Chanu_hcu · July 20, 2022, 10:21am

Recently I updated all the .backward in my code with retain_graph=True. And then placed the backward step crating issue inside with torch.autograd.set_detect_anomaly(True): Then the error got narrowed down and is as follows

[W python_anomaly_mode.cpp:85] Warning: Error detected in CudnnConvolutionBackward. No forward pass information available. Enable detect anomaly during forward pass for more information. (function _print_stack)

…

RuntimeError: one of the variables needed for gradient computation has been modified by an inplace operation: [torch.cuda.FloatTensor [3, 32, 3, 3]] is at version 2; expected version 1 instead. Hint: the backtrace further above shows the operation that failed to compute its gradient. The variable in question was changed in there or anywhere later. Good luck!

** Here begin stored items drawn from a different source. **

PR #4364, opened 2026-09-09
fix(export): distinguish empty isolation filter from no filter in GLB export

### LINKED ISSUE #4483: GLB export: an isolation filter matching nothing exports the whole model
`Export Visible Only` with an isolation filter that matches nothing exports the **entire model** instead of nothing.

**Cause.** `rust/export/src/gltf.rs` derived "is a filter active?" from emptiness:

```rust
isolated_active: !opts.isolated.is_empty(),
```

so *no filter* and *filter active, matched nothing* are indistinguishable, and the matched-nothing case takes the no-filter branch. `packages/export/src/reference-collector.ts` has the correct form already — `isolatedIds !== null && !isolatedIds.has(expressId)` — this path just reinvented it.

**Reachable from the UI.** This is the same defect family as #4328: a user picks a filter, gets everything. Found while chasing that report outward.

**Fix.** Thread `Option<Vec<u32>>` through Rust → wasm → TS so `None` means no filter and `Some([])` means active-but-empty. Note the callers matter as much as the signature: a default parameter only rescues callers that *omit* the argument, and `packages/cli/src/commands/export-rust-formats.ts` and `packages/mcp/src/tools/export.ts` both passed an explicit empty `Uint32Array` meaning "no filter" — that regressed `ifc-lite export --format glb` until fixed.

**Verified end to end** by rebuilding the real wasm chain (freshness confirmed via `require.resolve` resolving into the test worktree): no filter → 10312-byte GLB; `--type IfcWall` → 3744 bytes; matches nothing → exit 1, no file written.

PR **#4364** carries the fix (**#4386** stacks the OBJ twin on top). Raising this so the work has an issue to close — happy for it to be closed as a duplicate if you would rather fold it into an existing one.

BIMvoice:
## Summary

Stacks on #4333 (`fix-4328-export-visible-classfilter`) — includes its commits, so this diff will shrink to just the files below once #4333 merges.

`resolveExportVisibility` (added by #4333) already distinguishes "no isolation filter" (`null`) from "isolation active, matched nothing" (an empty-but-non-null `Set`) — but that distinction died at the GLB export boundary:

As I suspected, the issue is all due to some inplace operation. But if I search for the inplace operation with the given tensor size, I cannot able to find any.

Now, I have two questions:

1 Why the code is working well if I comment on the layers I mentioned in the first post?

2 How to find the exact inplace operation leading to error?

Chanu_hcu · July 21, 2022, 11:49am

To know the exact line, I tried to introduce a random tensor after the pool operation, and then the code led to the error shown below. I tried with random tensors after and before every operation. Except after pool everywhere, the same error (mentioned in post #1) is occurring.

    t = self.c1(t1)
    t = self.pool(t)
    t = torch.FloatTensor(t.shape).to('cuda:0')
    t = torch.flatten(t,1)
    t = F.relu((self.linear(t)))

Error

RuntimeError: Function ‘AddmmBackward0’ returned nan values in its 2th output.

ptrblck · July 21, 2022, 11:16pm

Don’t use retain_graph=True unless you explicitly need it and can explain why, as it usually yields other errors.

This is one expected error of using retain_graph=True as the optimizer.step() will update the parameters inplace. The backward call in the next iteration will then try to use the already updated parameters with the old forward activations of the first iteration to calculate the gradients, which is mathematically wrong.

Note that you are not creating a random tensor, but an uninitialized one which can contain invalid values (such as NaN, Inf, etc.).

Chanu_hcu · July 22, 2022, 11:38am

The error is not due to the layers I used, but the input tensor t1 is leading to error. As t1 is the output of another neural network. It is necessary to call .detach() on t1 before passing it to the current neural network.